Written by S. Kirk Pierzchala
Edited by Yuval Kordov
Never, ever turn your back on the dark.
These words sounded again in the boy’s ears, even now, after so many months of solitude. His parents had drummed this message into him, day and night. Days that were spent in the cold, feeble light that seeped from a bloated, dying sun. Nights spent huddled together for warmth in the endless, icy blackness.
Never listen to the voices in the wind, they also warned him.
Over and over again he had heard this warning, from the time when he could barely stagger about in his ad-hoc insulated boots, handcrafted by his mother from scraps of old flight suits. His earliest memories were of tripping in these boots, desperately stumbling through the door of the ramshackle pod, to squeal “goodbye” to Dad. Then feeling Mom’s grasp on the back of his collar, pulling him back to safety before he could escape to the narrow trail that wound upwards into the foothills. His father dwindling to a distant shadow, advancing into the wind-lashed mountains, dragging their battered ore hopper. There was always the unspoken question of when he’d return—would he beat the darkfall, or would he leave the mine too late and be forced to spend the night out there, alone and vulnerable?
So the three of them had lived their scant, terror-stunted lives, with their backs always to the light, always staring into the hostile dark. One day when Dad failed to return, Mom retrieved his body, then slowly crumbled away over the following months.

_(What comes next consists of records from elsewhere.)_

PR #2, opened 2020-02-20
Feature: Test Orchestrator (astrolabe)

prashantmital:
Still needs:

- [x] CLI endpoint to run a single spec test file
- [x] ~~mongod/mongos log retrieval functionality (wait until Atlas logs are current for driver ops; download them in a folder hierarchy that makes it easy to find the logs corresponding to a specific test; zip this file for upload to S3 after EVG run)~~ (moved to follow-on work, see #4)
- [x] cluster cleanup functionality (delete clusters once a test run is complete and logs for it have been downloaded to the EVG host)
- [x] Logging using Python's stdlib `logging` module (this includes INFO level logs instead of the current print statements that make it easier to follow the progress of a test run)


prashantmital:
These changes are based on #1. Merging that first should make reviewing this a whole lot easier.

astrolabe/commands.py
```diff
@@ -0,0 +1,138 @@
...
+    project = client.groups.byName[group_name].get().data
+    cluster = client.groups[project.id].clusters[cluster_name].get().data
+    return cluster.stateName == target_state
+
+
+def wait_until_cluster_state(client, group_name, cluster_name, target_state,
+                             polling_frequency, polling_timeout):
+    if is_cluster_state(client, group_name, cluster_name,
+                        target_state):
+        return True
```
ShaneHarvey: This seems redundant given the same call happens below. Do we need this check?

astrolabe/commands.py
```diff
@@ -0,0 +1,138 @@
...
+    sleep_interval = 1 / polling_frequency
+    while (time() - start_time) < polling_timeout:
+        if is_cluster_state(client, group_name, cluster_name, target_state):
+            return True
+        sleep(sleep_interval)
+
+    return False
+
+
+def select_callback(callback, args, kwargs, frequency, timeout):
```
ShaneHarvey: It seems like select_callback, wait_until_cluster_state, and BooleanCallableSelector all call a method every X seconds until that method returns true. Can they all use the same loop?

setup.py
```diff
@@ -40,6 +40,7 @@
         'pymongo>=3.10,<4',
         'dnspython>=1.16,<2',
         'pyyaml>=5,<6',
+        'tabulate>=0.8,<0.9',
```
ShaneHarvey: What feature does this library provide? Do we need it?

atlasclient/utils.py
```diff
@@ -21,12 +21,20 @@
...
         if name in self:
-            return self[name]
-        raise AttributeError('{} has no property named {}}.'.format(
+            return self.__coerce_dict(self[name])
+        raise AttributeError('{} has no property named {}.'.format(
             self.__class__.__name__, name))
 
+    def __getitem__(self, item):
+        return self.__coerce_dict(super().__getitem__(item))
+
```
ShaneHarvey: Why do we need these changes?

astrolabe/cli.py
```diff
@@ -0,0 +1,454 @@
...
+@click.pass_context
+def check_connection(ctx):
+    """Command to verify validity of Atlas API credentials."""
+    pprint(ctx.obj.root.get().data)
+
+#
+# @cli.command()
+# @click.option('-c', '--config', multiple=True, type=_JsonDotNotationType())
+# def cluster_config_option(config):
+#     pprint(_merge_dictionaries(config))
```
ShaneHarvey: Is this needed?

astrolabe/commands.py
```diff
@@ -0,0 +1,138 @@
...
+        else:
+            raise
+
+
+def ensure_connect_from_anywhere(*, client, group_id,):
+    ip_details_list = [{"cidrBlock": "0.0.0.0/0"}]
+    client.groups[group_id].whitelist.post(json=ip_details_list)
+
+
+def get_cluster_state(client, group_name, cluster_name):
```
ShaneHarvey: Why do some functions have `*` and some don't?

astrolabe/utils.py
```diff
@@ -0,0 +1,132 @@
...
+def _merge_dictionaries(dicts):
+    """Utility method to merge a list of dictionaries.
+    Last observed value prevails."""
+    result = {}
+    for d in dicts:
+        result.update(d)
+    return result
+
+
+class _JsonDotNotationType(click.ParamType):
```
ShaneHarvey: A unit test for this would be nice. Or at least some sample input/output in the docstring.

atlasclient/utils.py
prashantmital: This allows dot-access to nested dictionary members which is used quite often. With the older code only the first-level keys of the dictionary could be accessed via the `obj.attr` pattern. This change ensures that this kind of access is possible for all nested dicts as well.

setup.py
prashantmital: It provides a quick way to convert a list of lists into a textual table of various styles. In our case, we want the rst format to be able to include the resulting table into docs. While the docs part is not yet done, take a look at the `docgen.py` file for a closer look.
To see it in action install the package and do `astrolabe info environment-variables` or ` astrolabe info default-values`.

astrolabe/commands.py
prashantmital: This was old code. Please disregard and take another look. The "selector" is now only implemented in `poller.py` (might be in need of a name change).

astrolabe/commands.py
prashantmital: Old code. Please disregard.

astrolabe/cli.py
prashantmital: Removed in the latest commit.

astrolabe/commands.py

At first, she made a faint effort to battle her grief, by rediscovering and sharing a few of the oldest, happiest stories and songs that had been passed down through the ages from the First Home. These brought a little distraction, some comfort to the boy’s dreary days, but soon Mom, too, followed Dad into the silence and dark.

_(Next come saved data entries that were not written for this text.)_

PR #3, opened 2020-02-24
atlasclient improvements

prashantmital:
**Please review this before #2** 

In this PR:

1. JSONObject has been refactored to return nested dictionaries as JSONObject instances instead of vanilla dictionaries. This ensures we can continue to use the `object.attribute` access pattern to retrieve nested entries in JSON objects.
2. Tests have been added (`atlasclient/tests/`) to test the functionality introduced above. An entry has been added to the `MANIFEST.in` to ensure that distributables (wheels, source distributions) don't include these test files.
2. Custom logging code has been removed from `atlasclient`.  This code simply turned on logging for the underlying modules (requests and urllib) that `atlasclient` is built using. Since `atlasclient` shall be consumed as a library, it will be responsibility of the main application to configure the packages underlying `atlasclient`. Note that this is independent of the client having its own logging functionality - this will be introduced in a separate PR.

### DIFF
--- a/atlasclient/test/test_utils.py
+++ b/atlasclient/test/test_utils.py
@@ -21,25 +21,29 @@ from atlasclient.utils import JSONObject
 
 class TestJSONDecoder(unittest.TestCase):
     def test_simple(self):
-        json_data = {
-            'foo': 1,
-            'bar': 'hello world'}
-        json_obj = JSONObject(json_data)
+        json_data = {'foo': 1, 'bar': 'hello world'}
 
-        for key, value in json_data.items():
-            self.assertEqual(getattr(json_obj, key), json_data[key])
-            self.assertEqual(getattr(json_obj, key), value)
+        # Test both __init__ and from_dict constructors.
+        for mapping_obj in (
+                JSONObject(json_data), JSONObject.from_dict(json_data)):
+            for key, value in mapping_obj.items():
+                self.assertEqual(getattr(mapping_obj, key), json_data[key])
+                self.assertEqual(getattr(mapping_obj, key), value)
+
+    def test_error(self):
+        json_obj = JSONObject.from_dict({})
+        with self.assertRaises(AttributeError):
+            json_obj.a
 
     def test_nested(self):
-        json_data = {
-            'a': {'b': {1: 'foo'}}}
+        json_data = {'a': {'b': {'c': 1}}}
+
+        # Using __init__ only enables dot-access of top level fields.
         json_obj = JSONObject(json_data)
+        with self.assertRaises(AttributeError):
+            self.assertEqual(json_obj.a.b.c, 1)
 
-        def _walk_nested_json_and_assert(jdata, jobj):
-            for key, value in jdata.items():
-                if isinstance(value, dict):
-                    self.assertIsInstance(getattr(jobj, key), JSONObject)
-                    self.assertEqual(getattr(jobj, key), value)
-                    _walk_nested_json_and_assert(value, getattr(jobj, key))
-
-        _walk_nested_json_and_assert(json_data, json_obj)
+        # Using from_dict enables dot-access at all nesting levels.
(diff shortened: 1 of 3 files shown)


atlasclient/utils.py
```diff
@@ -14,29 +14,19 @@
...
-
-from http.client import HTTPConnection
-
 
 class JSONObject(dict):
     """Dictionary with dot-notation read access."""
+    def __coerce_dict(self, value):
+        if isinstance(value, dict):
+            return type(self)(value)
+        return value
```
ShaneHarvey: Does this effectively make nested dicts instead JSONObject immutable? Because we return a JSONObject copy of the actual value.

atlasclient/test/test_utils.py
```diff
@@ -0,0 +1,45 @@
...
+            'bar': 'hello world'}
+        json_obj = JSONObject(json_data)
+
+        for key, value in json_data.items():
+            self.assertEqual(getattr(json_obj, key), json_data[key])
+            self.assertEqual(getattr(json_obj, key), value)
+
+    def test_nested(self):
+        json_data = {
+            'a': {'b': {1: 'foo'}}}
```
ShaneHarvey: Why is `1` a key is this json object? JSON should only have string keys, no?

atlasclient/utils.py
prashantmital: It does indeed. I have now added a classmethod that casts all nested dicts as JSONObjects.

atlasclient/test/test_utils.py
prashantmital: Indeed. Fixed in the new commit.

atlasclient/utils.py
```diff
@@ -14,29 +14,29 @@
...
-
-from http.client import HTTPConnection
+import json
 
 
 class JSONObject(dict):
-    """Dictionary with dot-notation read access."""
+    """Dictionary object with dot-notation read access."""
+    def __init__(self, *args, **kwargs):
+        super().__init__(*args, **kwargs)
```
ShaneHarvey: Is this needed?

atlasclient/utils.py
```diff
@@ -14,29 +14,29 @@
...
+        """
+        Create a JSONObject instance from the given dictionary.
+
+        Using this constructor is the recommended way to create JSONObject
+        instances from nested dictionaries as it guarantees the conversion
+        of all nested dicts into JSONObjects. This ensures that
+        dot-notation access works for keys at all nesting levels.
+        """
+        normed_dict = json.loads(json.dumps(raw_dict), object_hook=JSONObject)
+        return cls(normed_dict)
```
ShaneHarvey: I think we can simplify this to just return `normed_dict` because loads does the conversion:
```python
>>> import json
>>> from collections import OrderedDict
>>> m = json.loads(json.dumps({'a':{}}), object_hook=OrderedDict)
>>> type(m), type(m['a'])
(<class 'collections.OrderedDict'>, <class 'collections.OrderedDict'>)
```

atlasclient/utils.py
prashantmital: Nope, not needed. Removed in the next commit.

atlasclient/utils.py
prashantmital: Good point. Done.

atlasclient/utils.py
```diff
@@ -14,29 +14,25 @@
...
 
 
 class JSONObject(dict):
-    """Dictionary with dot-notation read access."""
+    """Dictionary object with dot-notation read access."""
     def __getattr__(self, name):
         if name in self:
             return self[name]
-        raise AttributeError('{} has no property named {}}.'.format(
+        raise AttributeError('{} has no property named {}.'.format(
```
mbroadst: nit: afaict there are no tests around this behavior

prashantmital: added a test for this.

Afterward, the child tried to remember those songs and tales, retelling them to himself to brighten the lonely, empty hours. The words and images became garbled in his mind, but still he clung to their fragments of sweet beauty. But they barely kept the shadows at bay. He spent more and more of his time watching the dark, waiting for the shades to grow larger and finally engulf him.
But they hadn't yet.
Now, as he did most evenings, he squatted alone outside the door of the only home he had ever known, the last standing hovel of the failed mining outpost. The pale orange of the closest setting star was a mockery of any meaningful sun, offering little heat and light. He tuned out the whisperings in the wind, instead focusing on the click, click, click of the large, dull-gray beetles that scuttled near his feet. Having long since outgrown his old toddler-size boots, this footgear was salvaged off his father's corpse and was much too large. At the time, he hadn’t thought much about having to do it—what choice was there? And anyway, these made him feel a little safer. As did the low humps of his parent’s graves, nothing more than piled stones, looming in the baleful evening a few yards distant.
Drawn by the meager warmth of the boy's body, the beetles careened nearer. One of them clacked over the toe of his boot. Swiftly, his skeletal hand darted out and engulfed the creature.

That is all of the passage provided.